LECCE- Era la penna degli ultimi e anche lo sguardo sul Mediterraneo, tra gli intellettuali che più hanno incarnato l’idea della Puglia come arca di pace, grazie alla sua scrittura. Alessandro Leogrande, giornalista, filosofo, scrittore tarantino, è morto ieri, nella sua casa a Roma, all’età di 40 anni, probabilmente stroncato da un infarto. A darne notizia il padre Stefano, che ha ricordato il suo impegno «in difesa degli ultimi e dei ferocemente sfruttati nei più diversi contesti: nell’ambito del caporalato, degli immigrati, dei desaparecidos in Argentina, ed ovunque ci sia stato un sopruso», ha scritto in un messaggio pubblicato dal sito La ringhiera, rilanciato sui social.

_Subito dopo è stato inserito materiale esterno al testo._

PR #7122, opened 2022-12-15
Fix html macro exception missing parameter value

pmario:
This PR fixes the problem where a macrocall with an empty parameter causes the RSOD 
Also see the discussion at [Talk](https://talk.tiddlywiki.org/t/bug-with-selecting-which-field-to-render-macro-results-in/5472)

To preproduce

- open tiddlywiki.com
- create a tiddler with this content: `<<list-links '[tag[HelloThere]]' field:>>`
- Activate the preview 
- The RSOD comes up. 

image

The problem is this line

```
var domNode = this.document.createElementNS(this.namespace,this.tag);
```

[.createElementNS()](https://developer.mozilla.org/en-US/docs/Web/API/Document/createElementNS) allows the second parameter `createElementNS(namespaceURI, qualifiedName)` to be a HTML tag name. 

**In this case `this.tag` -> `qualifiedName` contains the value `field:` ... where the `:` colon throws an exception. ...** 

This PR 

- creates an error message and 
- writes the JS-error string to the console. 

image

### DIFF
--- a/core/modules/widgets/element.js
+++ b/core/modules/widgets/element.js
@@ -71,7 +71,15 @@ ElementWidget.prototype.render = function(parent,nextSibling) {
 	// Make the child widgets
 	this.makeChildWidgets();
 	// Create the DOM node and render children
-	var domNode = this.document.createElementNS(this.namespace,this.tag);
+	try {
+		var domNode = this.document.createElementNS(this.namespace,this.tag);
+	} catch (error) {
+		this.makeChildWidgets([{type: "error", attributes: {
+			"$message": {type: "string", value: 'Parameter value is missing: "' + this.tag + '"' }
+		}}]);
+		this.renderChildren(this.parentDomNode,null);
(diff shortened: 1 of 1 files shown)


pmario:
@Jermolene ... Do _not_ merge yet, since we will probably need a new translatable error text

pmario:
If **add console-error to the Logger class #7125** is merged I'd like to use the `logger.error()` function to create a red error message on the dev console, instead of an almost invisible `log()` message

pmario:
@Jermolene Your latest fix for the genesis widget didn't fix this problem

Jermolene:
> @Jermolene Your latest fix for the genesis widget didn't fix this problem

I had not seen this ticket.

Jermolene:
Thanks @pmario I'm going with a slightly different fix which is to silently correct the tag name; it's consistent with what we already do with unsafe elements.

Alessandro era tornato nella capitale dopo essere stato nei giorni scorsi a Campi Salentina, ospite della Città del Libro. Taranto in cima al suo impegno, raccontando prima l’ascesa al potere del fenomeno Giancarlo Cito e poi la convivenza difficile con l’Ilva. Una mente interessante, una scrittura profonda, un’analisi lucida: tante le inchieste sulla mafia, sul caporalato in Puglia, sull’inquinamento, sull’immigrazione. Tra gli altri, Il Naufragio è il libro dedicato alla tragedia della Kater i Rades, l’imbarcazione albanese naufragata nel Canale d’Otranto, volume con il quale ha vinto i Premi Ryszard Kapuciski e il premio Volponi. Poi, Uomini e caporali, dedicato al primo processo contro la schiavitù dei lavoratori nei campi pugliesi.
E’ stato vicedirettore dello Straniero, la rivista diretta da Goffredo Fofi, scriveva per il Corriere del Mezzogiorno e collaborava con Rai Radio 3. Negli ultimi mesi, in Argentina ha approfondito una ricostruzione storica sulle dittature militari negli ultimi cinquant’anni.